In the reply, include exactly the lines of the entries below from the first to the line with "This PR is changing", that line included.
◆ ◆ ◆ ◆ ◆ ◆ ◆
PR #186, opened 2024-07-03
refactor: implement abstract backend class

andrey-canon:
## Description

Refactor that implements a backend abstract class, basivally this moves the handler error logic to a new method that could be overridden by any subclass

## Additional information

## Checklist for Merge

- [ ] Updated documentation
- [ ] Rebased master/main
- [ ] Squashed commits

### DIFF
--- a/eox_nelp/pearson_vue/rti_backend.py
+++ b/eox_nelp/pearson_vue/rti_backend.py
@@ -6,6 +6,7 @@ Classes:
     RealTimeImport: Class for managing RTI operations and executing the pipeline.
 """
 import importlib
+from abc import ABC, abstractmethod
 
 from eox_nelp.pearson_vue.exceptions import PearsonBaseError
 from eox_nelp.pearson_vue.pipeline import (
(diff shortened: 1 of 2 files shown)


eox_nelp/pearson_vue/rti_backend.py
```diff
@@ -56,20 +66,85 @@ def run_pipeline(self):
...
+        Args:
+            exception (PearsonBaseError): The exception that was raised.
+            failed_step_pipeline (str): The name of the pipeline step where the error occurred.
+        """
+
+
+class ErrorRealTimeImportHandler(AbstractBackend):
+    """Class for managing validation error pipe  executing the pipeline for data validation."""
+
+    def handle_error(self, exception, failed_step_pipeline):
```
johanseto, line 102: I think this could be removed. 
 In this case is doing nothing... or maybe we're gonna manage the error in the error pipeline?


This PR is changing because in the past the error pipeline could fail and call again the error pipeline...

andrey-canon: nop, this is necessary since the parent class is an abstract class , so all methods defined as abstract methods have to be implemented in the subclasses

johanseto (approved):
LGTM

PR #187, opened 2024-07-04
And/generate certificate based on rten request

andrey-canon:
## Description

This implements a new backend in the result notification view with new pipeline steps that allow to create a new certificate

## Testing instructions
1. set the setting `ENABLE_CERTIFICATE_PUBLISHER`, this will enable the result notification pipeline and the external certificate publisher,  its not necessary to test the external call so you can use an invalid mode, or if you want to test the external call  set `CERTIFICATE_PUBLISHER_VALID_MODES` with the desired mode
2. Make a postman call with the following data
```json
{
   "eventType":"RESULT_AVAILABLE",
   "eventTime":"?",
   "candidate":{
      "candidateName":{
         "firstName":"Maximo",
         "lastName":"Tercero"
      },
      "email":"?",
      "lastUpdate":"?",
      "vueCandidateID":"?",
      "clientCandidateID":"?"
   },
   "attempt":"$",
   "authorization":{
        "clientAuthorizationID": "1000-3000"
   },
   "exams":{
      "exam":[
         {
            "examDefinition":{
               "examSeriesCode":"?",
               "examLanguageCode":"?",
               "examName":"?",
               "deliveryModel":"?",
               "vueExamVersionId":"?",
               "vueExamRevisionID":"?",
               "clientExamVersionId":"?",
               "examForm":"?",
               "isBetaVersion":"#"
            },
            "examResult":{
               "outcomeType":"?",
               "startTime":"?",
               "timeUsed":"$",
               "passingScore":"0.8",
               "score":"0.832",
               "rawScore":"$",
               "grade":"0.5",
               "correct":"$",
               "incorrect":"$",
               "skipped":"$",
               "unscored":"$"
            },
            "noShow":"#",
            "expired":"#",
            "ndaRefused":"#",
            "deliveryEventType":"?"
         }
      ]
   },
   "vueAppointmentID":"$",
   "clientCode":"?",
   "vueCandidateID":"$",
   "clientCandidateID":"?"
}
```
3. Verify that the certificate was created in `/admin/certificates/generatedcertificate`
4. Check logs, if you didn't set `CERTIFICATE_PUBLISHER_VALID_MODES` a message with the following content must appear
`The %s certificate associated with the user <%s> and course <%s> doesn't have a valid mode and therefore its data won't be published."`

## Note
The whole integration can be tested by following this [guide](https://docs.google.com/document/d/1uzGcWyYOBqbDxzUNgtsZSk9e31P6urgzXjmM-AocZCk/edit#heading=h.7pgp0816m5td)

### DIFF
--- a/eox_nelp/pearson_vue/api/v1/views.py
+++ b/eox_nelp/pearson_vue/api/v1/views.py
@@ -34,6 +34,7 @@ from eox_nelp.pearson_vue.constants import (
     UNREVOKE_RESULT,
 )
 from eox_nelp.pearson_vue.models import PearsonRTENEvent
+from eox_nelp.pearson_vue.rti_backend import ResultNotificationBackend
 
 
 class PearsonRTENBaseView(generics.ListCreateAPIView):
@@ -130,8 +131,25 @@ class ResultNotificationView(PearsonRTENBaseView):
     This view handles the creation of Result Notification events in the Pearson RTEN system.
     The `event_type` attribute is set to "resultNotification".
     """
-
     event_type = RESULT_NOTIFICATION
+
+    def create(self, request, *args, **kwargs):
+        """
+        Execute the parent create method and allow to run the result notification pipeline.
+
+        Args:
+            request (Request): The request object containing the data.
+
+        Returns:
+            Response: Response object with status code 201 and an empty dictionary.
+        """
+        response = super().create(request, *args, **kwargs)
+
+        if response.status_code == status.HTTP_200_OK and getattr(settings, "ENABLE_CERTIFICATE_PUBLISHER", False):
+            result_notification = ResultNotificationBackend(request_data=request.data)
+            result_notification.run_pipeline()
+
+        return response
 
 
 class PlaceHoldView(PearsonRTENBaseView):
--- a/eox_nelp/pearson_vue/pipeline.py
+++ b/eox_nelp/pearson_vue/pipeline.py
@@ -32,6 +32,7 @@ from eox_nelp.pearson_vue.exceptions import (
     PearsonBaseError,
     PearsonImportError,
     PearsonKeyError,
+    PearsonTypeError,
     PearsonValidationError,
 )
 from eox_nelp.pearson_vue.utils import generate_client_authorization_id, update_xml_with_dict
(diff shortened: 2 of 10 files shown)


eox_nelp/pearson_vue/api/v1/views.py
```diff
@@ -130,9 +131,26 @@ class ResultNotificationView(PearsonRTENBaseView):
...
+            request (Request): The request object containing the data.
+
+        Returns:
+            Response: Response object with status code 201 and an empty dictionary.
+        """
+        response = super().create(request, *args, **kwargs)
+
+        if response.status_code == status.HTTP_200_OK and getattr(settings, "ENABLE_CERTIFICATE_PUBLISHER", False):
+            result_notification = ResultNotificationBackend(request_data=request.data)
+            result_notification.run_pipeline()
```
johanseto, line 150: This pipeline is run in sync. Why not async?

eox_nelp/pearson_vue/pipeline.py
```diff
@@ -496,3 +498,104 @@ def raise_audit_pearson_exception(exception_dict, failed_step_pipeline):
...
+
+    Args:
+        request_data (dict): The dictionary containing the Result Notification request data.
+        **kwargs: Additional keyword arguments.
+
+    Returns:
+        dict: A dictionary containing extracted data including exam result, client authorization ID,
+              enrollment ID, anonymous user model ID, and anonymous user ID.
+    """
+    client_authorization_id = request_data["authorization"]["clientAuthorizationID"]
```
johanseto, line 515: Are you going to handle key error with pearsonvue exceptions?? or could be other PR

eox_nelp/pearson_vue/pipeline.py
```diff
@@ -496,3 +498,104 @@ def raise_audit_pearson_exception(exception_dict, failed_step_pipeline):
...
+    """
+    Retrieves enrollment information based on the enrollment ID.
+
+    Args:
+        enrollment_id (str): The ID of the enrollment.
+        **kwargs: Additional keyword arguments.
+
+    Returns:
+        dict: A dictionary containing the enrollment object if found, otherwise an empty dictionary.
+    """
```
johanseto, line 595: Could you add the block code:
``` python3
if not enrollment:
```
In order to not be concerned it is first 
`get_enrollment_from_anonymous_user_id` or `get_enrollment_from_id`

eox_nelp/pearson_vue/api/v1/views.py
johanseto: If fails, the record would not be created in rten model

eox_nelp/pearson_vue/pipeline.py
andrey-canon: Thanks for the reminder, I will implement that in this PR

eox_nelp/pearson_vue/api/v1/views.py
andrey-canon: Let me answer with a question, Why async ?

andrey-canon: > If fails, the record would not be created in rten model

yes, probably the generics drf views implement an atomic block, but the result  will be stored if that fails due to pearson exceptions that are handled by the ErrorRealTimeImportHandler class

johanseto: > Let me answer with a question, Why async ?

Because in that case you isolate the RTEN request process from the generated certificate process.
You could avoid some 500 error codes, and maybe the client(Pearson) would think why we are getting 500...
All code related to the pipeline running in sync could make the request slower or fails and I think the Pearson Client is not aware that it is not related with the purpose of data sent...

andrey-canon: Errors should never pass silently. Python zen 
To avoid errors I can use a simple try except but I want that the client get a  500 error is the only way to know that something is happening 
request slower, yes, every line that you add in code affects the time response and when the code that you add is too much or needs a lot of time to be executed , one option is an async task, so is this that case ? have you experimented a slow response ? or have you identified a pipeline step that needs a lot of time ?

johanseto: errors would happen in the sync or async context. Anyway sentry would report both envs. So it wouldn't pass silently meanwhile sentry is working xD.
The point is who reports the error: the worker or the lms pod. And also who is being affected by that...

Anyway, if you consider is ok I could accept that.

andrey-canon: The issue isn't about what reports the errors; it's about who receives them. On one hand, we have the client using the service, and on the other, we have the Sentry service that goes unchecked until the client complains.

Finally, t main purpose of the async tasks is to execute heavy processes, not to avoid exceptions. For that, you can catch the exceptions and use a simple log.error if you want to report it to Sentry.

johanseto (approved):
Tested and working in my local env.



Also audit is managing nice the errors.

PR #190, opened 2024-07-05
feat: add candidate field to RTEN model

andrey-canon:
## Description

This adds a new User field to the RTEN model so that the record is associated with a User record in the database. This includes the required view modifications 

## Testing instructions
1. Run migrations `./manage.py lms migrate eox_nelp`
2. set the setting `ENABLE_CERTIFICATE_PUBLISHER`, this will enable the result notification pipeline and the external certificate publisher,  its not necessary to test the external call so you can use an invalid mode, or if you want to test the external call  set `CERTIFICATE_PUBLISHER_VALID_MODES` with the desired mode
3. Make a postman call with the following data
```json
{
   "eventType":"RESULT_AVAILABLE",
   "eventTime":"?",
   "candidate":{
      "candidateName":{
         "firstName":"Maximo",
         "lastName":"Tercero"
      },
      "email":"?",
      "lastUpdate":"?",
      "vueCandidateID":"?",
      "clientCandidateID":"?"
   },
   "attempt":"$",
   "exams":{
      "exam":[
         {
            "examDefinition":{
               "examSeriesCode":"?",
               "examLanguageCode":"?",
               "examName":"?",
               "deliveryModel":"?",
               "vueExamVersionId":"?",
               "vueExamRevisionID":"?",
               "clientExamVersionId":"?",
               "examForm":"?",
               "isBetaVersion":"#"
            },
            "examResult":{
               "outcomeType":"?",
               "startTime":"?",
               "timeUsed":"$",
               "passingScore":"0.8",
               "score":"0.832",
               "rawScore":"$",
               "grade":"0.5",
               "correct":"$",
               "incorrect":"$",
               "skipped":"$",
               "unscored":"$"
            },
            "noShow":"#",
            "expired":"#",
            "ndaRefused":"#",
            "deliveryEventType":"?"
         }
      ]
   },
   "vueAppointmentID":"$",
   "clientCode":"?",
   "vueCandidateID":"$",
   "clientCandidateID":"?" /// Complete this
}
```
4. Check in admin panel
### Before
image

### After
image

## Additional information

## Checklist for Merge

- [ ] Updated documentation
- [ ] Rebased master/main
- [ ] Squashed commits


eox_nelp/pearson_vue/models.py
```diff
@@ -47,3 +49,4 @@ class PearsonRTENEvent(models.Model):
     content = models.JSONField()
     created_at = models.DateTimeField(auto_now_add=True)
     event_type = models.CharField(max_length=20, choices=EVENT_TYPE_CHOICES)
+    candidate = models.ForeignKey(User, null=True, on_delete=models.SET_NULL)
```
johanseto, line 52: Do you think we could use `blank=True`, in order to don't be mandatory in forms or serializer.?

eox_nelp/pearson_vue/api/v1/views.py
```diff
@@ -122,6 +123,24 @@ def create(self, request, *args, **kwargs):
...
+        Retrieves the candidate user based on the client candidate ID provided in the request data.
+
+        This method extracts the `clientCandidateID` from the request data, removes the "NELC" prefix,
+        and attempts to retrieve the corresponding user from the `AnonymousUserId` model. If the candidate
+        ID does not exist, it returns `None`.
+
+        Returns:
+            user (object or None): The user object associated with the anonymous user ID, or `None` if not found.
+        """
+        anonymous_user_id = self.request.data.get("clientCandidateID", "").replace("NELC", "")
```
◆ ◆ ◆ ◆ ◆ ◆ ◆
#### Answer to this task:
PR #186, opened 2024-07-03
refactor: implement abstract backend class

andrey-canon:
## Description

Refactor that implements a backend abstract class, basivally this moves the handler error logic to a new method that could be overridden by any subclass

## Additional information

## Checklist for Merge

- [ ] Updated documentation
- [ ] Rebased master/main
- [ ] Squashed commits

### DIFF
--- a/eox_nelp/pearson_vue/rti_backend.py
+++ b/eox_nelp/pearson_vue/rti_backend.py
@@ -6,6 +6,7 @@ Classes:
     RealTimeImport: Class for managing RTI operations and executing the pipeline.
 """
 import importlib
+from abc import ABC, abstractmethod
 
 from eox_nelp.pearson_vue.exceptions import PearsonBaseError
 from eox_nelp.pearson_vue.pipeline import (
(diff shortened: 1 of 2 files shown)


eox_nelp/pearson_vue/rti_backend.py
```diff
@@ -56,20 +66,85 @@ def run_pipeline(self):
...
+        Args:
+            exception (PearsonBaseError): The exception that was raised.
+            failed_step_pipeline (str): The name of the pipeline step where the error occurred.
+        """
+
+
+class ErrorRealTimeImportHandler(AbstractBackend):
+    """Class for managing validation error pipe  executing the pipeline for data validation."""
+
+    def handle_error(self, exception, failed_step_pipeline):
```
johanseto, line 102: I think this could be removed. 
 In this case is doing nothing... or maybe we're gonna manage the error in the error pipeline?


This PR is changing because in the past the error pipeline could fail and call again the error pipeline...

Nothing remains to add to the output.